International Journal of Computer Applications |
Foundation of Computer Science (FCS), NY, USA |
Volume 99 - Number 10 |
Year of Publication: 2014 |
Authors: Chi Shen, Wen Li, Mike F. Unuakhalu |
10.5120/17406-7991 |
Chi Shen, Wen Li, Mike F. Unuakhalu . Multistep Sparse Approximation Technology in Information Retrieval. International Journal of Computer Applications. 99, 10 ( August 2014), 1-8. DOI=10.5120/17406-7991
With large sets of text documents increasing rapidly, being able to efficiently utilize this vast volume of new information and service resource presents challenges to computational scientists. Text documents are usually modeled as a term-document matrix which has high dimensional and space vectors. To reduce the high dimensions, one of the various dimensionality reduction methods, concept decomposition, has been developed by some researchers.
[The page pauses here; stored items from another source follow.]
PR #5713, opened 2025-07-02
[BUG FIX] [MER-4754] Cannot Set Incorrect Value Points in Activities

gastonabella:
[MER-4757](https://eliterate.atlassian.net/browse/MER-4757)

### Problem
Previously, the code assumed that the "incorrect" response for an activity part always had a score of `0`. This caused errors when using custom scoring, where an "incorrect" response could have a different score (e.g., `1`). As a result, the system failed to identify the catch-all incorrect response and threw an exception.

### Solution
The logic for finding the "incorrect" response was updated to match only the catch-all rule (e.g., `input like {.*}`), regardless of its score. This makes the code compatible with custom scoring scenarios and prevents runtime errors when the score is not zero.

https://github.com/user-attachments/assets/66b99505-983e-48ff-b314-b8d3bc3db3b5

[MER-4757]: https://eliterate.atlassian.net/browse/MER-4757?atlOrigin=eyJpIjoiNWRkNTljNzYxNjVmNDY3MDlhMDU5Y2ZhYzA5YTRkZjUiLCJwIjoiZ2l0aHViLWNvbS1KU1cifQ

### DIFF
--- a/assets/src/data/activities/model/responses.ts
+++ b/assets/src/data/activities/model/responses.ts
@@ -80,10 +80,9 @@ export const getIncorrectResponse = (model: HasParts, partId: string) => {
   return Maybe.maybe(
     getResponsesByPartId(model, partId).find((r) => {
       return (
-        r.score === 0 &&
-        (r.rule === matchRule('.*') ||
-          // Allow for special rule form used by ResponseMulti
-          (r.rule.startsWith('input_ref') && MultiRule.ruleIsCatchAll(r.rule)))
+        r.rule === matchRule('.*') ||
+        // Allow for special rule form used by ResponseMulti
+        (r.rule.startsWith('input_ref') && MultiRule.ruleIsCatchAll(r.rule))
       );
     }),
   ).valueOrThrow(new Error('Could not find incorrect response'));


andersweinstein:
The reason for verifying that score === 0 is that an author can set a _correct_ answer regex rule of .* (perhaps on a targeted feedback), and then this action can interfere with finding the incorrect response, breaking the activity. It is better if authors never do this, but nothing prevents this. So I think it would be more robust to change the
  `r.score === 0`
to 
 ` r.score === (getIncorrectPoints(model, partId) || 0)`
  
(it would also be smoother if `getIncorrectPoints` returned 0 in case no custom incorrect score is defined, but this works)

andersweinstein:
[Gaston] _Regarding your suggestion, I tried to do that exactly: compare the response score with the incorrectPoints from the model. It does not work because when you update the incorrect score in the UI, the incorrectScore field within the part gets updated, but the corresponding score within the responses field doesn't, so there's a mismatch between these two values._

Perhaps it is not so important to defend against author setting correct answer pattern of .* this way (though I believe this has happened) and we should just keep your simple fix.

gastonabella:
Closing this PR to allow for a more thoughtful and robust solution.

PR #5715, opened 2025-07-03
[BUG FIX] [MER-4755] Uploading image does not override image source URL

dtiwarATS:

### DIFF
--- a/assets/src/components/parts/janus-image/Image.tsx
+++ b/assets/src/components/parts/janus-image/Image.tsx
@@ -98,7 +98,7 @@ const Image: React.FC<PartComponentProps<ImageModel>> = (props) => {
     props.onReady({ id, responses: [] });
   }, [ready]);
 
-  const { width, height, src, imageSrc,defaultSrc, alt } = model;
+  const { width, height, src, imageSrc, defaultSrc, alt } = model;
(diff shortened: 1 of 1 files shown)


assets/src/components/parts/janus-image/Image.tsx
```diff
@@ -118,7 +118,7 @@ const Image: React.FC<PartComponentProps<ImageModel>> = (props) => {
   }, [width, height]);
   useEffect(() => {
     //Image Source will take precedence ( if there is an image link present in it). If Image Sorce is blank then it will display image link from src.
-    const imageSource = imageSrc?.length ? imageSrc : src;
+    const imageSource = imageSrc?.length && imageSrc != defaultSrc ? imageSrc : src;
```
dtiwarATS, line 121: These changes were already implemented in the Image Authoring component but were missing in the Delivery component.

Previously, `imageSrc` was not being validated against the `defaultSrc`, so even when a valid `src` was provided, the component would still render the default image in Delivery mode. This update ensures that `imageSrc` takes precedence only if it's non-empty and different from the `defaultSrc`; otherwise, it falls back to `src`.

nicocirio (approved):

PR #5719, opened 2025-07-04
[BUG FIX] [MER-4762] Fix broken redirect when canceling section creation

Francisco-Castro:
Ticket: [MER-4762](https://eliterate.atlassian.net/browse/MER-4762)

This PR fixes the redirect bug when canceling the creation of a section. The issue was caused by a route that no longer exists.

https://github.com/user-attachments/assets/b2a108cf-9331-4503-beea-fefe0bfe7ae0


nicocirio (approved):
🚀

PR #5721, opened 2025-07-08
[BUG FIX] [MER-4166] Instructors should be able to review answers when "View Answers" is disallowed

manelli:
https://github.com/user-attachments/assets/32d9b530-fb63-47f2-889b-457bff352690

See: https://eliterate.atlassian.net/browse/MER-4166


nicocirio (approved):
🚀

This method is based on document clustering techniques and leastsquare matrix approximation to approximate the matrix of vectors. However the numerical computation is expensive, as an inverse of a dense matrix formed by the concept vector matrix is required. In this paper we presented a class of multistep spare matrix strategies for concept decomposition matrix approximation. In this approach, a series of simple sparse matrices are used to approximate the decompositions. Our numerical experiments on both small and large datasets show the advantage of such an approach in terms of storage costs and query time compared with the least-squares based approach while maintaining comparable retrieval quality.